RV : Élégant, frais, mais assez présent. C’est-à-dire qu’il y a du vin. C’est toujours la recherche de l’équilibre entre la structure, la finesse, la fraîcheur. Nous travaillons beaucoup sur cette idée d’équilibre. Il faut qu’il y ait tout, mais il faut de l’équilibre. Si vous appuyez trop sur un côté ou sur un autre, vous allez perdre ce que nous appelons l’élégance.
DB : Quelle valeur la maison défend-elle ?
RV : L’excellence, c’est-à-dire l’envie de faire bien, en permanence. C’est quelque chose qui nous est très cher, notamment pour le travail dans les vignes. Nous sommes ainsi sur des démarches de certification environnementale depuis 2015. Nous serons au-delà de 75 % de certification pour la prochaine vendange. Et nous pensons arriver à 100 % pour la vendange 2023. Cette quête d’excellence se retrouve également dans le travail quotidien du vin. Avec cette idée de vouloir bien faire, nous avons la possibilité que les vignerons évoluent, notamment dans leurs pratiques viticoles. La Montagne de Reims est notre terroir de prédilection puisque c’est 55-60 % des terroirs de Palmer. Nous avons également le Sézannet, autour de Barbonne (51), les terroirs à chardonnay dans la Marne, qui représentent une vingtaine de pour cent de nos approvisionnements. Nous avons encore une vingtaine de pour cent qui vont se situer autour des Riceys, dans l’Aube, où notamment nous allons trouver les pinots noirs. Et puis, nous avons aussi un peu d’approvisionnements qui viennent de l’ensemble de la Champagne.
DB : En quoi ces certifications vous sont importantes ?

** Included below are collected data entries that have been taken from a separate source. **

PR #2166, opened 2022-07-28
Increase network timeout for router requests during heavy load 

Arun-LinkedIn:
Since it is possible that the response times for requests sent from ambry-frontend to ambry-server may increase under heavy load (For example, we could have lot of simultaneous TTLUpdate operations on chunks of a large composite blob), we might need to set higher time outs for requests going out so that they don't expire. 

This change uses the number of in-flight requests between frontend router and server to calculate approximate time needed for the response and accordingly increases the time out of the request.

### DIFF
--- a/ambry-api/src/main/java/com/github/ambry/config/Http2ClientConfig.java
+++ b/ambry-api/src/main/java/com/github/ambry/config/Http2ClientConfig.java
@@ -38,6 +38,8 @@ public class Http2ClientConfig {
       "http2.blocking.channel.pool.shutdown.timeout.ms";
   public static final String HTTP2_PEER_CERTIFICATE_SAN_REGEX = "http2.peer.certificate.san.regex";
   public static final String HTTP2_TIMEOUT_AS_NETWORK_ERROR = "http.timeout.as.network.error";
+  public static final String HTTP2_REQUEST_ADDITIONAL_TIMEOUT_MS = "http2.request.additional.timeout.ms";
+  public static final String HTTP2_REQUEST_COUNT_FOR_SCALING_TIMEOUT = "http2.request.count.for.scaling.timeout";
 
   /**
    * HTTP/2 connection idle time before we close it. -1 means no idle close.
@@ -167,6 +169,22 @@ public class Http2ClientConfig {
   @Default("false")
   public final boolean http2TimeoutAsNetworkError;
 
+  /**
+   * Denotes how much extra time should be given for requests to receive response under heavy load.
+   */
+  @Config(HTTP2_REQUEST_ADDITIONAL_TIMEOUT_MS)
+  @Default("2500")
+  public final int http2RequestAdditionalTimeoutMs;
+
+  /**
+   * Denotes the number of requests to consider when increasing the network time out. For example, if
+   * {@link this#http2RequestAdditionalTimeoutMs} is 2500 and this value is 100000, it means that we will
+   * increment network timeout by 2.5 seconds for every 100K requests.
+   */
+  @Config(HTTP2_REQUEST_COUNT_FOR_SCALING_TIMEOUT)
+  @Default("100000")
+  public final int http2RequestCountForScalingTimeout;
+
   public Http2ClientConfig(VerifiableProperties verifiableProperties) {
     idleConnectionTimeoutMs = verifiableProperties.getLong(HTTP2_IDLE_CONNECTION_TIMEOUT_MS, -1);
     http2MinConnectionPerPort =
@@ -191,5 +209,7 @@ public class Http2ClientConfig {
         verifiableProperties.getInt(HTTP2_BLOCKING_CHANNEL_POOL_SHUTDOWN_TIMEOUT_MS, 3000);
     http2PeerCertificateSanRegex = verifiableProperties.getString(HTTP2_PEER_CERTIFICATE_SAN_REGEX, "");
     http2TimeoutAsNetworkError = verifiableProperties.getBoolean(HTTP2_TIMEOUT_AS_NETWORK_ERROR, false);
+    http2RequestAdditionalTimeoutMs = verifiableProperties.getInt(HTTP2_REQUEST_ADDITIONAL_TIMEOUT_MS, 2500);
+    http2RequestCountForScalingTimeout = verifiableProperties.getInt(HTTP2_REQUEST_COUNT_FOR_SCALING_TIMEOUT, 100000);
   }
 }
--- a/ambry-api/src/main/java/com/github/ambry/network/RequestInfo.java
+++ b/ambry-api/src/main/java/com/github/ambry/network/RequestInfo.java
@@ -15,7 +15,6 @@ package com.github.ambry.network;
 
 import com.github.ambry.clustermap.ReplicaId;
 import com.github.ambry.quota.Chargeable;
-import java.util.concurrent.atomic.AtomicLong;
 
 
 /**
@@ -32,8 +31,12 @@ public class RequestInfo {
   private long requestEnqueueTime = -1;
   private long requestSendTime = -1;
   private long responseHeaderReceiveTime = -1;
-  private final AtomicLong networkTimeOutMs = new AtomicLong(0);
-  private final AtomicLong finalTimeOutMs = new AtomicLong(0);
+  // Determines the time to wait for response once it is sent to server
+  private long networkTimeOutMs;
+  // Determines the time to wait for response once it is created. It is possible that request remains in router queues
+  // due to insufficient quota. This time out helps the request to avoid being stuck in queues for a long time and
+  // also enables to send response to client in a bounded time.
+  private final long finalTimeOutMs;
   public int responseFramesCount = 0;
 
   /**
@@ -55,8 +58,8 @@ public class RequestInfo {
     this.replicaId = replicaId;
     this.chargeable = chargeable;
     this.requestCreateTime = creationTime;
-    this.networkTimeOutMs.set(networkTimeOutMs);
-    this.finalTimeOutMs.set(finalTimeOutMs);
+    this.networkTimeOutMs = networkTimeOutMs;
+    this.finalTimeOutMs = finalTimeOutMs;
   }
 
   /**
@@ -177,24 +180,24 @@ public class RequestInfo {
   }
 
   /**
-   * @return the time to wait for response from server.
+   * @return the time to wait for response once this request is sent to server.
    */
   public long getNetworkTimeOutMs() {
-    return networkTimeOutMs.get();
+    return networkTimeOutMs;
   }
 
   /**
-   * Increase the time to wait for response from server.
+   * Increases the time to wait for response from server.
    * @param delta time in milliseconds.
    */
   public void incrementNetworkTimeOutMs(long delta) {
-    networkTimeOutMs.getAndAdd(delta);
+    networkTimeOutMs += delta;
   }
 
   /**
-   * @return the overall wait time for a request in router.
+   * @return the overall wait time for this request in router.
    */
   public long getFinalTimeOutMs() {
-    return finalTimeOutMs.get();
+    return finalTimeOutMs;
   }
 }
--- a/ambry-api/src/main/java/com/github/ambry/network/RequestInfo.java
+++ b/ambry-api/src/main/java/com/github/ambry/network/RequestInfo.java
@@ -15,6 +15,7 @@ package com.github.ambry.network;
 
 import com.github.ambry.clustermap.ReplicaId;
 import com.github.ambry.quota.Chargeable;
+import java.util.concurrent.atomic.AtomicLong;
 
 
 /**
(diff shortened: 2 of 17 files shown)


justinlin-linkedin (approved):
LGTM

ambry-router/src/main/java/com/github/ambry/router/GetBlobOperation.java
```diff
@@ -193,8 +193,8 @@ boolean saveMetadata() {
     if (firstChunk.shouldSaveMetadata()) {
       BlobMetadata blobMetadata = new BlobMetadata(blobId.toString(), blobInfo, compositeBlobInfo);
       putResult = blobMetadataCache.putObject(blobMetadata.getBlobId(), blobMetadata);
-      logger.debug("[{}] Issued save-metadata for blobId = {}, result = {}", blobMetadata.getBlobId(),
-          blobId, putResult);
+      logger.debug("[{}] Issued save-metadata for blobId = {}, result = {}", blobMetadata.getBlobId(), blobId,
```
snalli, line 196: these are formatting changes. can these be avoided ?

ambry-router/src/main/java/com/github/ambry/router/GetBlobOperation.java
```diff
@@ -209,8 +209,8 @@ boolean deleteMetadata(String reason) {
       return false;
     }
     boolean deleteResult = blobMetadataCache.deleteObject(blobId.toString());
-    logger.debug("[{}] Issued delete-metadata for blobId = {}, reason = {}, result = {}", blobMetadataCache.getCacheId(),
-        blobId, reason, deleteResult);
+    logger.debug("[{}] Issued delete-metadata for blobId = {}, reason = {}, result = {}",
+        blobMetadataCache.getCacheId(), blobId, reason, deleteResult);
```
snalli, line 213: these are formatting changes. can these be avoided ?

ambry-router/src/main/java/com/github/ambry/router/GetBlobOperation.java
```diff
@@ -896,10 +896,11 @@ private void cleanupExpiredInFlightRequests(RequestRegistrationCallback<GetOpera
...
           requestRegistrationCallback.registerRequestToDrop(correlationId);
           inFlightRequestsIterator.remove();
-        } else {
-          // the entries are ordered by correlation id and time. Break on the first request that has not timed out.
-          break;
         }
+        // Note: Even though the entries are ordered by correlation id and their creation time, we cannot break out of
+        // the while loop when we find an unexpired entry. This is because time outs for all requests may not be equal
+        // now. For example, we assign higher time outs when we find that there are lot of outstanding requests by
+        // letting Network client dynamically update the timeout via RequestInfo#incrementNetworkTimeOutMs.
```
snalli, line 903: This comment is not clear. Is the time out per operation or per request within the operation ? If we find the first request that has not yet timed, can't we assert that subsequent ones would not have timed out since their expiry would be further in the future ?

ambry-router/src/main/java/com/github/ambry/router/GetBlobInfoOperation.java
```diff
@@ -182,7 +183,8 @@ private void fetchRequests(RequestRegistrationCallback<GetOperation> requestRegi
       Port port = RouterUtils.getPortToConnectTo(replicaId, routerConfig.routerEnableHttp2NetworkClient);
       GetRequest getRequest = createGetRequest(blobId, getOperationFlag(), options.getBlobOptions.getGetOption());
       RequestInfo requestInfo =
-          new RequestInfo(hostname, port, getRequest, replicaId, operationQuotaCharger, time.milliseconds());
+          new RequestInfo(hostname, port, getRequest, replicaId, operationQuotaCharger, time.milliseconds(),
+              routerConfig.routerRequestNetworkTimeoutMs, routerConfig.routerRequestTimeoutMs);
```
snalli, line 187: Also why make this change for all operations ? GetBlobInfo would never timeout no matter how large the blob.

ambry-api/src/main/java/com/github/ambry/config/Http2ClientConfig.java
```diff
@@ -167,6 +169,22 @@ public class Http2ClientConfig {
   @Default("false")
   public final boolean http2TimeoutAsNetworkError;
 
+  /**
+   * Denotes how much extra time should be given for requests to receive response under heavy load.
+   */
+  @Config(HTTP2_REQUEST_ADDITIONAL_TIMEOUT_MS)
```
ankagrawal, line 175: Nit: technically this is not heavy load. This will be needed even if there is only one request, and that request is a very large update request. Also this will apply only for ttlupdate right? Because for GET and PUT, number of server requests will be bound by parallelism. And deletes are background.

So maybe we should say something like `http2.request.large.blob.ttlupdate.timeout.ms`

ambry-api/src/main/java/com/github/ambry/config/Http2ClientConfig.java
```diff
@@ -167,6 +169,22 @@ public class Http2ClientConfig {
...
+  public final int http2RequestAdditionalTimeoutMs;
+
+  /**
+   * Denotes the number of requests to consider when increasing the network time out. For example, if
+   * {@link this#http2RequestAdditionalTimeoutMs} is 2500 and this value is 100000, it means that we will
+   * increment network timeout by 2.5 seconds for every 100K requests.
+   */
+  @Config(HTTP2_REQUEST_COUNT_FOR_SCALING_TIMEOUT)
+  @Default("100000")
+  public final int http2RequestCountForScalingTimeout;
```
ankagrawal, line 186: Can we use chunkCount instead of request count? Also make it explicit that this is for update ttl only.

ambry-api/src/main/java/com/github/ambry/network/RequestInfo.java
```diff
@@ -31,6 +32,8 @@ public class RequestInfo {
   private long requestEnqueueTime = -1;
   private long requestSendTime = -1;
   private long responseHeaderReceiveTime = -1;
+  private final AtomicLong networkTimeOutMs = new AtomicLong(0);
```
ankagrawal, line 35: Why atomic? For one `RequestInfo` object, would multiple threads try to update the timeout value?

ambry-api/src/main/java/com/github/ambry/network/RequestInfo.java
```diff
@@ -31,6 +32,8 @@ public class RequestInfo {
...
+  private final AtomicLong finalTimeOutMs = new AtomicLong(0);
```
ankagrawal, line 36: Nit: these aren't timeout values. These are timeTaken/timeSpent.

ambry-network/src/test/java/com/github/ambry/network/http2/RequestsStatsHandlerTest.java
```diff
@@ -0,0 +1,80 @@
...
+    }
+  }
+
+  static class TestHandler extends ChannelInboundHandlerAdapter {
+    @Override
+    public void channelRead(ChannelHandlerContext ctx, Object msg) throws Exception {
+      throw new RuntimeException("Network error");
+    }
+  }
+}
```
ankagrawal, line 80: nit: newline?

ambry-router/src/main/java/com/github/ambry/router/DeleteOperation.java
```diff
@@ -284,10 +285,11 @@ private void cleanupExpiredInflightRequests(
         onErrorResponse(requestInfo.getReplicaId(),
             RouterUtils.buildTimeoutException(correlationId, requestInfo.getReplicaId().getDataNodeId(), blobId));
         requestRegistrationCallback.registerRequestToDrop(correlationId);
-      } else {
-        // the entries are ordered by correlation id and time. Break on the first request that has not timed out.
-        break;
       }
+      // Note: Even though the entries are ordered by correlation id and their creation time, we cannot break out of
```
ankagrawal, line 289: Can this have any performance effect?

ambry-router/src/main/java/com/github/ambry/router/GetBlobInfoOperation.java
ankagrawal: I guess the `RequestInfo` for `GetBlobInfo` request would be queued to the account's quota queue, and might not be taken up until ttlupdates for all chunks issued before the `GetBlobInfo` are done.
This is actually worrying. This means that if a user issues a ttlupdate for a 1TiB blob, all other requests to the same frontend would take a very very long time to make any progress. We need to think of a solution for this case.

ankagrawal (changes requested):

ambry-api/src/main/java/com/github/ambry/config/Http2ClientConfig.java
snalli: There is some confusion between the terminologies here. By request do u mean one user request or do u mean the requests between frontend and backend ?

ambry-api/src/main/java/com/github/ambry/network/RequestInfo.java
snalli: +1

ambry-router/src/main/java/com/github/ambry/router/DeleteOperation.java
snalli: Same question. This change makes us loop all requests

ambry-api/src/main/java/com/github/ambry/config/Http2ClientConfig.java
Arun-LinkedIn: @snalli Yeah, these are requests between frontend and backend. Since these are used in the context of network layer between Frontend/Server, may be 'requests' terminology should be okay.

@ankagrawal Yeah, currently will only have such large number of requests for TTLUpdate operations. But, am trying to keep this PR generic and increase time outs dynamically based on request count. For example, may be having very high QPS of operations at Frontend, etc?. 

Regarding the naming, just wondering keeping 'request' is still okay since this a Network layer configuration which only knows of request-response and might now know of operations, chunks, etc.

ambry-api/src/main/java/com/github/ambry/config/Http2ClientConfig.java
Arun-LinkedIn: Hmm, similar as above comment. Since we are using this configuration at frontend/server network layer which only knows of request-responses, wondering if `request count` is still okay.

ambry-api/src/main/java/com/github/ambry/network/RequestInfo.java
Arun-LinkedIn: Hmm, these are actually timeout values for this request. Just that they are incremented at run time on top of configured value.

ambry-api/src/main/java/com/github/ambry/network/RequestInfo.java
Arun-LinkedIn: Hmm, yeah was just thinking if it is possible that read and increment could be called in parallel. But, since each `requestInfo` will be accessed by only one request handler thread during `sendAndPoll` operation, may be we don't need Atomic operation. Will remove it.

ambry-router/src/main/java/com/github/ambry/router/DeleteOperation.java
Arun-LinkedIn: I was just wondering if it might be okay for now size of the Map is currently fixed/small since we can have probably maximum of 3 requestInfos (determined by the router request parallelism factor) for each operation at a time  or may be more if we use adaptive operation tracker.

ambry-router/src/main/java/com/github/ambry/router/GetBlobOperation.java
Arun-LinkedIn: These are picked up automatically when trying to format the file. Since there are not many formatting changes, left them here. But in case there are too many, will remove them to help with review.

ambry-api/src/main/java/com/github/ambry/config/Http2ClientConfig.java
justinlin-linkedin: I would argue that there is a real chance that other requests are going to see the same the pattern. 
When there is a TTL_UPDATE request on a huge blob, there will be lots of ttl_update frontend requests going to server in Http2NetworkClient. If other requests arrive at the same time, they will be affected as well since they are sharing on NetworkClient.

It's true that BackgroundDeleter doesn't share the same NetworkClient with the regular OperationController, but if we are trying to delete a huge blob, (just like ttl_update a huge blob), background deleter would probably gets stuck with a heavy load as well.

ambry-router/src/main/java/com/github/ambry/router/GetBlobOperation.java
Arun-LinkedIn: Yeah, in almost all of the cases, when we find a request that has not yet timed out, subsequent requests would also be valid. But, since the time outs of all requests is not fixed now, it is possible that later request in the queue has shorter time out. This helps to clean up such requests. I think performance wise it might be okay since the map would only hold few elements at a time (i.e. number of outstanding requests which should be like 3 or 4). 

Updated comments in code to make them more clear.

ankagrawal (approved):

justinlin-linkedin (approved):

RV : Elles sont importantes à différents égards. Si je prends l’angle économique, je ne pense pas qu’aujourd’hui cela soit durable d’avoir la volonté de commercialiser des vins qui n’ont pas une orientation environnementale sérieuse. Et puis, il y a aussi autre chose, nous sommes une coopérative ancrée dans notre terroir. Donc en termes de développement durable, nous nous devons de faire attention à notre environnement, de préserver nos terroirs, nos vignes parce qu’ils constituent tout simplement notre outil de production. Notre ambition n’est pas de faire de l’argent pour l’année qui vient, mais de faire durer un modèle. Nous sommes donc dans cette logique de durabilité et de développement durable. Nous avons la Haute valeur environnementale (HVE) et Viticulture durable en Champagne (VDC), certification champenoise sensiblement plus exigeante que HVE. Il s’agit d’une sorte d’intermédiaire entre HVE et le bio dans le sens où les restrictions sur l’utilisation des produits phytosanitaires sont plus proches du bio. Et VDC prend à HVE la dimension plus globale de l’exploitation. Nous avons également un courant bio qui se développe et que nous encourageons. Je pense que d’ici deux à trois ans, le bio pourrait représenter une quinzaine ou une vingtaine d’hectares.
DB : Comment s’organise votre marché ?
RV : Le marché de Palmer est 100 % dans l’univers traditionnel, c’est-à-dire la restauration et les magasins divers et variés, mais pas dans la grande distribution. Et évidemment nous avons des ventes aux particuliers, une boutique en ligne. Nous vendons aujourd’hui 75 % à l’export. Notre premier marché est la Suède. Historiquement, Palmer est très fort dans ce pays parce que cela fait plus de 20 ans que nous avons le même distributeur. Ensuite, le Royaume-Uni et les États-Unis à peu près au même niveau. Puis, l’Italie, l’Allemagne, la Belgique et les Pays-Bas. Nous sommes présents en Asie, au Japon, en Indonésie. Nous vendons un million de bouteilles par an.